§ **SOURCE DATA**
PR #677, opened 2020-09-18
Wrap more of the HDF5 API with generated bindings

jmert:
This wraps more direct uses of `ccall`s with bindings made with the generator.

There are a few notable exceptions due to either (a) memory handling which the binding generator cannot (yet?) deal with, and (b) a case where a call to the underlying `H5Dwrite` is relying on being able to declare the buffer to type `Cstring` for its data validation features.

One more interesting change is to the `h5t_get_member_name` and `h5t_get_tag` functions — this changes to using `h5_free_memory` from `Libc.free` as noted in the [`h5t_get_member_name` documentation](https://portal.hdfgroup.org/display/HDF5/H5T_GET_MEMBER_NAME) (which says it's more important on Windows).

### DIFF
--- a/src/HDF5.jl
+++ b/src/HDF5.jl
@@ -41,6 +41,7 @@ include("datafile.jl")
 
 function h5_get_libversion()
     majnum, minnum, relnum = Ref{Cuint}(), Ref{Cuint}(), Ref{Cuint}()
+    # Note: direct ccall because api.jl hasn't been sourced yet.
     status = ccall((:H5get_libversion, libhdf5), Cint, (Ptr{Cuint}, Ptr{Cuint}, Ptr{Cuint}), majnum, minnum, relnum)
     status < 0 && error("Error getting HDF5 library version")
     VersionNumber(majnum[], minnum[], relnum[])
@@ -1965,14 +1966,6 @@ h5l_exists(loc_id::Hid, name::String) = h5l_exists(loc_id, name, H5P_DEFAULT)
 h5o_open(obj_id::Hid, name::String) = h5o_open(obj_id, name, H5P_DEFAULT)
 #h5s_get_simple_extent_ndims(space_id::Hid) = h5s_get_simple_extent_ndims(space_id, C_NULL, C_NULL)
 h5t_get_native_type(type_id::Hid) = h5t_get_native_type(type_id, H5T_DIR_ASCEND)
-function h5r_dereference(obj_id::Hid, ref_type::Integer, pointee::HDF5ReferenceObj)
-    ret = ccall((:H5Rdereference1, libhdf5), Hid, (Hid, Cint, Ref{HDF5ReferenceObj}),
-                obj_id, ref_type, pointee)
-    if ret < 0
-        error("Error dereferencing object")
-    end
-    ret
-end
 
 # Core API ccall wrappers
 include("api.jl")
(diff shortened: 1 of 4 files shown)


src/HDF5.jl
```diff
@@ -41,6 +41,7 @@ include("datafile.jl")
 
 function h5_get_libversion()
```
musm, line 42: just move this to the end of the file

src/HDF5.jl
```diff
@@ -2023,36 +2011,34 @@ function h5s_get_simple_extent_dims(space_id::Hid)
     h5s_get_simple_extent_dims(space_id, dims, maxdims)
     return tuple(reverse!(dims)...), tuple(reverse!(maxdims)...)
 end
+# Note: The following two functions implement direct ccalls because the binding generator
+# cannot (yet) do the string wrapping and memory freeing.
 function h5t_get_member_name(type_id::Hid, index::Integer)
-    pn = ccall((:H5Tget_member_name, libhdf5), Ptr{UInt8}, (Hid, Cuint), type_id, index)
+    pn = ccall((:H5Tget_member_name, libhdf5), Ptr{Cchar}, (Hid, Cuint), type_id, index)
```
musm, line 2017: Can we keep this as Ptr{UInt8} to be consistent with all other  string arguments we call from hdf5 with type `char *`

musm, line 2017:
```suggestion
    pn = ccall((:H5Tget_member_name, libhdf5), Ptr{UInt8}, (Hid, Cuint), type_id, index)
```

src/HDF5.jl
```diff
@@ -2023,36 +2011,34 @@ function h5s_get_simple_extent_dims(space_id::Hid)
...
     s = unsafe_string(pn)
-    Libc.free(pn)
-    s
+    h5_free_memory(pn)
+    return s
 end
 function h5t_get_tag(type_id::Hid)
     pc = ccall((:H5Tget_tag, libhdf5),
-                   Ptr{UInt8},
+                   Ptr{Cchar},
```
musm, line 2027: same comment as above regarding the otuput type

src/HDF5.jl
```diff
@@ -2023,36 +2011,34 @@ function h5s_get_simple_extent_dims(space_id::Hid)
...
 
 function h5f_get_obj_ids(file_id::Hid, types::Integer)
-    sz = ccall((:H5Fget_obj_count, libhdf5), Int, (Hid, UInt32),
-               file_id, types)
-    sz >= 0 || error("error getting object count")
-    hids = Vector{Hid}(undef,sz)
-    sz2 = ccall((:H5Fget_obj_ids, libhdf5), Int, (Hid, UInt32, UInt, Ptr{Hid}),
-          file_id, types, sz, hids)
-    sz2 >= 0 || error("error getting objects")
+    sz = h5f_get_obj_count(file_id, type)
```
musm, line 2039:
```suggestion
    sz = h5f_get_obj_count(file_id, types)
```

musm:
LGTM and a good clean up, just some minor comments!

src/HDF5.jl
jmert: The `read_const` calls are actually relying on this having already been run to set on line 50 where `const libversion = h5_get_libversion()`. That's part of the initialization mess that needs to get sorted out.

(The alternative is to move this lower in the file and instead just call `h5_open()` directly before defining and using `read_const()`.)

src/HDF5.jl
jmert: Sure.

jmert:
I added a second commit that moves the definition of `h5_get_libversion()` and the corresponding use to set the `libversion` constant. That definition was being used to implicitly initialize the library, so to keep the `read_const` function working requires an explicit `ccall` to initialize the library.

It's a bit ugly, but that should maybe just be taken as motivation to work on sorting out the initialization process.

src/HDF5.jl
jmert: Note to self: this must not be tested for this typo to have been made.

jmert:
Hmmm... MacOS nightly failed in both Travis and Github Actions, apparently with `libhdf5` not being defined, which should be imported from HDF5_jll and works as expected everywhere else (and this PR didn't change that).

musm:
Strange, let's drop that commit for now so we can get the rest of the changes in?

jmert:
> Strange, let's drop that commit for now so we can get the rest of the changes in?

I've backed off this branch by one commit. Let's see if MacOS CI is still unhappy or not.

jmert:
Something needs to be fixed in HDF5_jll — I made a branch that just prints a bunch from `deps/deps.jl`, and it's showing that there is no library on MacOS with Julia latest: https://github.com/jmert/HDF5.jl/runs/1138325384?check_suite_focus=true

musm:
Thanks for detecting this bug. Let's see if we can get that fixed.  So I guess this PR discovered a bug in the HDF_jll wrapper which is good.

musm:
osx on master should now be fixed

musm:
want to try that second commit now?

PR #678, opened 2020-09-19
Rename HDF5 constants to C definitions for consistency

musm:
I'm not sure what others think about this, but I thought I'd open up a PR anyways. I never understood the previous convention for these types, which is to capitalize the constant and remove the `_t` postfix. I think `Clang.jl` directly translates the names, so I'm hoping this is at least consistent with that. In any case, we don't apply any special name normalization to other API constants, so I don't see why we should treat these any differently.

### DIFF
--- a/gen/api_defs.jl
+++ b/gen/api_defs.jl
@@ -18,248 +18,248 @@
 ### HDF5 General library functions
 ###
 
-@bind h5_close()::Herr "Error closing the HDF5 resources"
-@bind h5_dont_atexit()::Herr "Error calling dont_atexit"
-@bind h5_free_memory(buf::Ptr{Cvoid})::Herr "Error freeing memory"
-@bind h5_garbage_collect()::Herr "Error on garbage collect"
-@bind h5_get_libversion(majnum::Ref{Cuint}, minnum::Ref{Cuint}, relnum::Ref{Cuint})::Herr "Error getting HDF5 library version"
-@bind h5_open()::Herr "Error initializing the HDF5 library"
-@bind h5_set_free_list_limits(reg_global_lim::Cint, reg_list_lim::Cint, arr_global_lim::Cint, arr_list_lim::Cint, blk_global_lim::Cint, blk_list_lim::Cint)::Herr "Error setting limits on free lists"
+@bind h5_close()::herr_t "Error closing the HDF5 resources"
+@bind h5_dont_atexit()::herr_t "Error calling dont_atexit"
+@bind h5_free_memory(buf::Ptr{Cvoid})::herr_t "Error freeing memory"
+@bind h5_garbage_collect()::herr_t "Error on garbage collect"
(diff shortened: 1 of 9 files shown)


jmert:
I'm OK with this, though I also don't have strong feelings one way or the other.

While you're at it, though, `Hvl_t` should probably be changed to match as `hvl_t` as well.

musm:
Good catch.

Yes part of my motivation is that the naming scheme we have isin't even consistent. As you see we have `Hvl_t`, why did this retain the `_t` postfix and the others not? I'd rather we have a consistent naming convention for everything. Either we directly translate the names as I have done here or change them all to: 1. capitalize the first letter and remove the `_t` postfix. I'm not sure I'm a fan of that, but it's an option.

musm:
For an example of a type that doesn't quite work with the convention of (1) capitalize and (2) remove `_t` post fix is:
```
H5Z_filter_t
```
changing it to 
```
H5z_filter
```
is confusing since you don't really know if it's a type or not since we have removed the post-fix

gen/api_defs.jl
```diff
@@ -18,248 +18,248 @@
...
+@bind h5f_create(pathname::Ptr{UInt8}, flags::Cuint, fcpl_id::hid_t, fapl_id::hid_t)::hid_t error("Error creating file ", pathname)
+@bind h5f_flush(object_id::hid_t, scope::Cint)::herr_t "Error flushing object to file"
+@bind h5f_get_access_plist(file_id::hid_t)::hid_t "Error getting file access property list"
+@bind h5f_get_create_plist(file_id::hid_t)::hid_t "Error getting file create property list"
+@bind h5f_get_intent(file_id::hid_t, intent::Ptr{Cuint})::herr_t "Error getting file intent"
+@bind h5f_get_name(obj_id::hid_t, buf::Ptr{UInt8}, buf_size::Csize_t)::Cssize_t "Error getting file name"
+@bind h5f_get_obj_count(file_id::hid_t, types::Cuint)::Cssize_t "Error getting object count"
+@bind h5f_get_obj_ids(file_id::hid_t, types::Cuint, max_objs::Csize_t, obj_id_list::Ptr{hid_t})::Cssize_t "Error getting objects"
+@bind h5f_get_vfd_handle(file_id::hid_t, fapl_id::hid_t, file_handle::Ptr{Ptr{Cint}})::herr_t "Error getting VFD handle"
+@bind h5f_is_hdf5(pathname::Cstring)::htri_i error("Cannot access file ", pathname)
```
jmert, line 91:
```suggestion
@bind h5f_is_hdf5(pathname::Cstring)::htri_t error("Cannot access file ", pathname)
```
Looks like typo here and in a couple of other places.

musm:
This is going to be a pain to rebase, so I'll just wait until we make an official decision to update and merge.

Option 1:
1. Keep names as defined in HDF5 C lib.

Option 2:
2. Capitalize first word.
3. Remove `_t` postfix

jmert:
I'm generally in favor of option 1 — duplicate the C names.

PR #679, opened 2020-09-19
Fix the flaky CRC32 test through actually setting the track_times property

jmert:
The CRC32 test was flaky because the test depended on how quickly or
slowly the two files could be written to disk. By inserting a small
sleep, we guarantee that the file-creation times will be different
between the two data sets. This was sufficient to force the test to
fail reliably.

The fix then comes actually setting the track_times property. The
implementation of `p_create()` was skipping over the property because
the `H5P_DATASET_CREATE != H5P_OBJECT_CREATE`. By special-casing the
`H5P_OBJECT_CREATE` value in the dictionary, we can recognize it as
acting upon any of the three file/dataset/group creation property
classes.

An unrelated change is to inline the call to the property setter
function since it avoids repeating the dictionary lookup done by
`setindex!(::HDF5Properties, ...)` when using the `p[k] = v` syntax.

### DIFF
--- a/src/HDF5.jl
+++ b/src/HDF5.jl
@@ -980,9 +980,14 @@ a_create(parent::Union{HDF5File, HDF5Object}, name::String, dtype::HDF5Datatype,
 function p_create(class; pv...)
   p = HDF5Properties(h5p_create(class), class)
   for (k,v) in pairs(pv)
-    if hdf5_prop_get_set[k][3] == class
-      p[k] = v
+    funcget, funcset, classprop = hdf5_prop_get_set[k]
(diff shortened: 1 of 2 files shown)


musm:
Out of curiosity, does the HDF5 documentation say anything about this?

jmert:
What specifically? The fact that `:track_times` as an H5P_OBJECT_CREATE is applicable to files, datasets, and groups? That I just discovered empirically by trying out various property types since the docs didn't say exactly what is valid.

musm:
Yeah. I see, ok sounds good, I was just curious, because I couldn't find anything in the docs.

§ **WHAT IS REQUIRED**
Return each line of the listing that holds the string "access".

§ **SOLUTION FOR THIS EXERCISE**
+@bind h5f_get_access_plist(file_id::hid_t)::hid_t "Error getting file access property list"
+@bind h5f_is_hdf5(pathname::Cstring)::htri_i error("Cannot access file ", pathname)
@bind h5f_is_hdf5(pathname::Cstring)::htri_t error("Cannot access file ", pathname)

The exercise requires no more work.